• [YOUR OBJECTIVE]
Please find all lines in the data that hold the string "need" and copy them.

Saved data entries
▬▬▬▬▬▬
PR #4887, opened 2026-07-29
Prefer clang over gcc on FreeBSD and OpenBSD

vassilit:
Those platforms ships Clang in their base system.

GCC is somehow [supported](https://www.freebsd.org/status/report-2025-07-2025-09/gcc/), but lag behind.

For the record, to test on FreeBSD, I had to:
- install `py312-build` and `py312-setuptools`,
- install package `gmake` and change all hard-coded occurences of 'make' to 'gmake' (SCons does not support $MAKE convention).
- install `py312-sphinx-book-theme` and `py312-pillow` (for rst2pdf, required even if the build log shows `SKIP_PDF=1`).

## Contributor Checklist:

### DIFF
--- a/CHANGES.txt
+++ b/CHANGES.txt
@@ -15,6 +15,11 @@ RELEASE  VERSION/DATE TO BE FILLED IN LATER
   From John Doe:
     - Whatever John Doe did.
 
+  From Vassili Tchersky:
+    - Add 'bsd' platform definition.
+    - The default tool search order now prefers the LLVM/clang toolchain
+      over GCC on FreeBSD and OpenBSD (PR #4887).
+
   From Cornelii Sandberg:
     - Fix Variables() not reading a saved-variables file (e.g. custom.py)
       from the source directory when building in a separate variant
--- a/RELEASE.txt
+++ b/RELEASE.txt
@@ -47,6 +47,8 @@ CHANGED/ENHANCED EXISTING FUNCTIONALITY
 - List modifications to existing features, where the previous behavior
   wouldn't actually be considered a bug
 
+- The tool search order now prefers clang over gcc on FreeBSD and OpenBSD.
+
 FIXES
 -----
 
--- a/SCons/Platform/__init__.py
+++ b/SCons/Platform/__init__.py
@@ -84,6 +84,8 @@ def platform_default():
             return 'aix'
         elif 'darwin' in sys.platform:
             return 'darwin'
+        elif sys.platform.startswith(('freebsd', 'openbsd')):
+            return 'bsd'
         else:
             return 'posix'
     elif os.name == 'os2':
--- a/SCons/Platform/bsd.py
+++ b/SCons/Platform/bsd.py
@@ -1,0 +1,35 @@
+# MIT License
+#
+# Copyright The SCons Foundation
+#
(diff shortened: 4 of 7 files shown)


vassilit:
Related to #4886

vassilit:
I think (I have not seen them) that I overlooked side-effects of creating a new platform. There are others `platform == 'posix'` checks in the code.

vassilit:
Not too much.

SCons/Platform/__init__.py
```diff
@@ -84,6 +84,10 @@ def platform_default():
             return 'aix'
         elif 'darwin' in sys.platform:
             return 'darwin'
+        elif sys.platform.startswith('freebsd'):
+            return 'bsd'
```
bdbaddog: make this an or instead of 2 elifs?

CHANGES.txt
```diff
@@ -15,6 +15,10 @@ RELEASE  VERSION/DATE TO BE FILLED IN LATER
   From John Doe:
     - Whatever John Doe did.
 
+  From Vassili Tchersky:
```
bdbaddog, line 18: also added bsd platform definition

SCons/Platform/__init__.py
mwichmann: I'd go for `if 'bsd' in sys.platform` - if it ever turns out they have to return different strings, it can be split later.

vassilit: The thing is Debian GNU/kFreeBSD returns `gnukfreebsd10`, and as a GNU platform, gcc is the default compiler, only the kernel is bsd, not the userland SCons uses.

vassilit: Also NetBSD and DragonFlyBSD have gcc as their base compiler.
MidnightBSD has Clang, but it's quite niche so I'm not sure we should add it.

mwichmann: > Also NetBSD and DragonFlyBSD have gcc as their base compiler. MidnightBSD has Clang, but it's quite niche so I'm not sure we should add it.

Okay, that's reasonable - didn't know these extra details.

vassilit:
One error is:
```
The license for Visual Studio has expired.
Your license for this product is expired and could not be refreshed. Please connect to the internet to continue to use this product.
```

The other one, I'm not sure. I've looked at TestSCons.run, TestCommon.run, TestCmd.run,  etc
But I don't think the modifications I've made have anything to do with the stack size.
Are you sure all the testsuite is idempotent, including the GitHub CI environement ?

mwichmann:
don't worry about these. the visual studio one is an artifact of the ci image at appveyor. since it frozen, they have to make a new one with the silly license refreshed. we heard they had, but not so in practice. the other is one of a small handful of intermittent fails. not your fault.

RELEASE.txt
```diff
@@ -47,6 +47,8 @@ CHANGED/ENHANCED EXISTING FUNCTIONALITY
 - List modifications to existing features, where the previous behavior
   wouldn't actually be considered a bug
 
+- The tool search order now prefers clang over gcc on FreeBSD and OpenBSD.
+
```
bdbaddog, line 51: Please add a blurb about adding bsd platform definition ( around line 122 )

PR #1364, opened 2021-06-06
Disk cache prototype

### LINKED ISSUE #908: Disk caching in transpile-only via new project "typescript-cached-transpile"
I'm sharing this here in case anyone else is having speed issues even with transpile-only.

I wrote a new npm module, [typescript-cached-transpile](https://www.npmjs.com/package/typescript-cached-transpile), which monkey-patches typescript's `transpileModule` function to use a disk cache.

Here's the relevant code: https://github.com/cspotcode/personal-monorepo/blob/master/packages/typescript-cached-transpile/src/create.ts#L21-L88

It's very conservative.  It doesn't look at filesystem atimes or mtimes.  The cache key is computed from sha1 sums of both the configuration (typescript version, typescript-cached-transpile version, and all compiler flags) and the filename and source text.  It doesn't work with transformers, and it doesn't cache when the compiler returns diagnostics, because I don't cache the diagnostics. (theoretically we could cache them as JSON pretty easily)

I tested on my team's codebase, where `ts-node --transpile-only` was adding a whopping 13 second(!) to startup.  Even with the overhead of computing sha1 sums, caching reduced the overhead to about a second.

I understand the reasons for not introducing an incomplete caching solution to ts-node.  However, in my case, I need things to be fast, which means I already *need* transpile-only mode, so it makes perfect sense to use a caching solution that requires it.

If you use this, and it works well or you find bugs, please let me know.

### LINKED ISSUE #951: Restore cache functionality (default to off)
#701 removed caching and I find performance of using ts-node [unbelievably slow](https://github.com/TypeStrong/ts-node/issues/754) in any version beyond v7.0.1. The commit which removes caching behavior is in response to #672 (Cache doesn't take modified dependencies into account). I use ts-node in combination with `TS_NODE_FILES=true` and have never hit this problem nor was I able to reproduce the issue.

It seems that the maintainer is willing to accept a PR to add caching behavior in #920. Before I submit a PR, I'd like to confirm if it will be acceptable to restore the previous behavior, but have caching disabled by default and update the README to state that this is discouraged and link th #672 as to the reason why?

cspotcode:
Disk caching prototype.  Created in the SWC integration, but should be generalized to support `transpileModule`, too.  swc is so fast that caching doesn't really help at all, so this would only be useful for `transpileModule`.

Closes #908
Closes #951

### DIFF
--- a/src/bin.ts
+++ b/src/bin.ts
@@ -4,7 +4,7 @@ import { join, resolve, dirname, parse as parsePath } from 'path';
 import { inspect } from 'util';
 import Module = require('module');
 import arg = require('arg');
-import { parse, createRequire } from './util';
+import { parse, createRequire, hasOwnProperty } from './util';
 import { EVAL_FILENAME, EvalState, createRepl, ReplService } from './repl';
 import { VERSION, TSError, register } from './index';
 import type { TSInternal } from './ts-compiler-types';
@@ -371,11 +371,6 @@ function evalAndExit(
   if (isPrinted) {
     console.log(typeof result === 'string' ? result : inspect(result));
   }
-}
-
-/** Safe `hasOwnProperty` */
-function hasOwnProperty(object: any, property: string): boolean {
-  return Object.prototype.hasOwnProperty.call(object, property);
 }
 
 if (require.main === module) {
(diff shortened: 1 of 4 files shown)


CMCDragonkai:
Is there any progress on this?

cspotcode:
No need, superceded by the swc option.

kkimdev:
This would be helpful for us as our project might need to use tsc for type reflection. (Deepkit RPC requirement)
▬▬▬▬▬▬
• [RESPONSE TO THIS EXERCISE]
I understand the reasons for not introducing an incomplete caching solution to ts-node.  However, in my case, I need things to be fast, which means I already *need* transpile-only mode, so it makes perfect sense to use a caching solution that requires it.
No need, superceded by the swc option.
This would be helpful for us as our project might need to use tsc for type reflection. (Deepkit RPC requirement)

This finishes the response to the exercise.